EXERCISE AIM:
Across the records that follow, determine how many lines contain "Special" and give only the resulting number.

── SUPPLIED RECORDS

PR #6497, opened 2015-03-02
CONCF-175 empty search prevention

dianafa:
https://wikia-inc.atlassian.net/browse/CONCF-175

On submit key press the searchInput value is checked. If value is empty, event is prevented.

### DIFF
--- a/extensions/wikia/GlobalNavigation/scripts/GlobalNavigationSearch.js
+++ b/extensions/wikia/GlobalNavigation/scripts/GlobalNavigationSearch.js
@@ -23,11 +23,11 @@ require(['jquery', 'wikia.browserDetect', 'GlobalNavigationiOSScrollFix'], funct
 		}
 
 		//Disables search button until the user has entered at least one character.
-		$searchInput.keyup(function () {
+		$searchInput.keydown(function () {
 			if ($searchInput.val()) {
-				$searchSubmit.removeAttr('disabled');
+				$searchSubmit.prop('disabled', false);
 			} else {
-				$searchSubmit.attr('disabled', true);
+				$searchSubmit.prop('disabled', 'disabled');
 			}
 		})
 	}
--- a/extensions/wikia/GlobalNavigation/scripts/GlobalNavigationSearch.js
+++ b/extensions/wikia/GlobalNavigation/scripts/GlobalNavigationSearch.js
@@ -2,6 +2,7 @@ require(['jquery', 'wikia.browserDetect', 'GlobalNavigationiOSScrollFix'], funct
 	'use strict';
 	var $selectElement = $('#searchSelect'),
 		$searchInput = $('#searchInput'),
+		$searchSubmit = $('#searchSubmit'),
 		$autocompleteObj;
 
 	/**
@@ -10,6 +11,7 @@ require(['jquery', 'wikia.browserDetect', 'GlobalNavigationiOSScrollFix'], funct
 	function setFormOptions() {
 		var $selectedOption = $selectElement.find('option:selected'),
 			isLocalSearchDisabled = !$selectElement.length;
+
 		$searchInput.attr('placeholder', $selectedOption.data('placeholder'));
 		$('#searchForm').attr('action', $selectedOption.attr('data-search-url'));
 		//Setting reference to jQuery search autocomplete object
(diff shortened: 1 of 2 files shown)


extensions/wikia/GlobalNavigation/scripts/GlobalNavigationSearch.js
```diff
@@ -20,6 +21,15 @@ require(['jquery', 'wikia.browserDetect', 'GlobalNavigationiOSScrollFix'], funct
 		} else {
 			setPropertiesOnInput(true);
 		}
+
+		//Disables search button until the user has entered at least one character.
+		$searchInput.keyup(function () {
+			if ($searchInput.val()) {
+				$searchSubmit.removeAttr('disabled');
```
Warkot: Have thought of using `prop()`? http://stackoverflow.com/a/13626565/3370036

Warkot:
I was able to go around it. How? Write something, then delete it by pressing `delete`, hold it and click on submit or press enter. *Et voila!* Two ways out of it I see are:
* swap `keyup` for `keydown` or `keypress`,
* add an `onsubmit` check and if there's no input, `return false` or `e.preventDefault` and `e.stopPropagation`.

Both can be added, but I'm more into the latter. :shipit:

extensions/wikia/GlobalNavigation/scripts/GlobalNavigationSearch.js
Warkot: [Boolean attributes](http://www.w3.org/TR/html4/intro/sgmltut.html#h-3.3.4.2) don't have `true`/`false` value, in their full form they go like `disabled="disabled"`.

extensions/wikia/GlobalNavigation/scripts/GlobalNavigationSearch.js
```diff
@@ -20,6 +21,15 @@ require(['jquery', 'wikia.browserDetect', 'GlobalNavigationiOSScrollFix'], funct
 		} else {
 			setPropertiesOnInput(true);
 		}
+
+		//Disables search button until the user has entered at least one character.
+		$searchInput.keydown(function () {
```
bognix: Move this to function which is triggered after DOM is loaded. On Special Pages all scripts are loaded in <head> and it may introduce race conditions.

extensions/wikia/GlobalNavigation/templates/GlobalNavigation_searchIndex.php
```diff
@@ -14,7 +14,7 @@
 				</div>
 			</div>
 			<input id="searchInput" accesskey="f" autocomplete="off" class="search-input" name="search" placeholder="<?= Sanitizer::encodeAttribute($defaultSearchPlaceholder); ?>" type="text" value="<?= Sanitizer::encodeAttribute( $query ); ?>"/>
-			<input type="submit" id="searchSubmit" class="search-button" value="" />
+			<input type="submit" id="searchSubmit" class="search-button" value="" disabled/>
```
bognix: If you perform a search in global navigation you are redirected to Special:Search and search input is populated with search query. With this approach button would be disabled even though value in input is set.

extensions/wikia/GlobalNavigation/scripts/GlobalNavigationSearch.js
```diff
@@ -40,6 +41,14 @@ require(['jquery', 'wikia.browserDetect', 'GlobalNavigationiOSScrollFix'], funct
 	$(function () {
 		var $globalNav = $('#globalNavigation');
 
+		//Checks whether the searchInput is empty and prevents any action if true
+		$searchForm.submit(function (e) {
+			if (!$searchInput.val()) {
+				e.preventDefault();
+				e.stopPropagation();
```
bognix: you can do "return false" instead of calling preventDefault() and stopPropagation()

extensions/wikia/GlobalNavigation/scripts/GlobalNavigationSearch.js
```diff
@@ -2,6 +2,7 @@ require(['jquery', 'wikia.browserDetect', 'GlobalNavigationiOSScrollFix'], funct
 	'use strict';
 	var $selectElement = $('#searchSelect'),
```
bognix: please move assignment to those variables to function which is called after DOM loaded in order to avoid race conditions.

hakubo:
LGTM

────
── SUPPLIED RECORDS

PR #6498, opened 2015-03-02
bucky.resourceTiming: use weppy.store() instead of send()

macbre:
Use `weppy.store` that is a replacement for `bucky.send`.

────

OUTPUT OF THE TASK:
2